The task:
Line by line, check the data for the string "nearestEntityComparator" and state how many lines have it, nothing more.

(Extracted records)
PR #3062, opened 2026-03-13
Add null checks to prevent NPE when finding nearbyEntities in the EntityTracker

### LINKED ISSUE #2812: [Bug]: NPE on getNearbyEntities()
### Affected Version

1.21.6 branch but also happend on the master branch with 1.21.5

### Describe the bug

throws the following exception a lot of times since i use the getNearbyEntities() a lot

```
java.lang.NullPointerException: Cannot invoke "net.minestom.server.instance.EntityTrackerImpl$EntityTrackerEntry.getLastPosition()" because the return value of "space.vectrix.flare.fastutil.Int2ObjectSyncMap.get(int)" is null
	at net.minestom.server.instance.EntityTrackerImpl.lambda$nearbyEntities$5(EntityTrackerImpl.java:192) ~[minestom-snapshots-1_21_6-a40d7115d4.jar:?]
	at java.util.concurrent.CopyOnWriteArrayList.forEach(CopyOnWriteArrayList.java:891) ~[?:?]
	at net.minestom.server.instance.EntityTrackerImpl.lambda$nearbyEntities$6(EntityTrackerImpl.java:191) ~[minestom-snapshots-1_21_6-a40d7115d4.jar:?]
	at net.minestom.server.coordinate.ChunkRange.chunksInRange(ChunkRange.java:67) ~[minestom-snapshots-1_21_6-a40d7115d4.jar:?]
	at net.minestom.server.coordinate.ChunkRange.chunksInRange(ChunkRange.java:77) ~[minestom-snapshots-1_21_6-a40d7115d4.jar:?]
	at net.minestom.server.instance.EntityTrackerImpl.nearbyEntities(EntityTrackerImpl.java:188) ~[minestom-snapshots-1_21_6-a40d7115d4.jar:?]
	at net.minestom.server.instance.Instance.getNearbyEntities(Instance.java:699) ~[minestom-snapshots-1_21_6-a40d7115d4.jar:?]
```

I am. not that sure and I cant provide my whole code base where that occured. Only thing that i can tell is that i use the following code that throws the error but I think it also requires spawning a few mobs calling that:

```java
private CustomPlayer findTarget() {
    if (this.isDead || this.instance == null) {
      return null;
    }

    var nearestEntityComparator =
        Comparator.<Entity>comparingDouble(e -> e.getDistanceSquared(this));

    CustomPlayer best = null;
    for (Entity entity : this.instance.getNearbyEntities(getPosition(), TRACKING_DISTANCE)) {
      if (!(entity instanceof CustomPlayer player)) {
        continue;
      }

      if (!player.getGameMode().equals(GameMode.SURVIVAL)) {
        // Only target players in survival mode
        continue;
      }

      var outOfSpawnZone = this.outOfSpawnZone(player.getPosition());
      if (outOfSpawnZone) {
        continue;
      }

      if (best == null || nearestEntityComparator.compare(entity, best) < 0) {
        best = player;
      }
    }

    return best;
  }
```

CustomPlayer is just the Player and outOfSpawnZone checks the player position distance to the entity. 

### Code sample

```java
As mentioned above I cant make a simple small reproducable. Hopefully that bug report helps you and maybe the bug is found based on a spontaneous idea when looking at the exception
```

### LINKED ISSUE #2914: [Bug]: The null pointer exception caused by the tick method of ItemEntity when picking up items.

Result:
2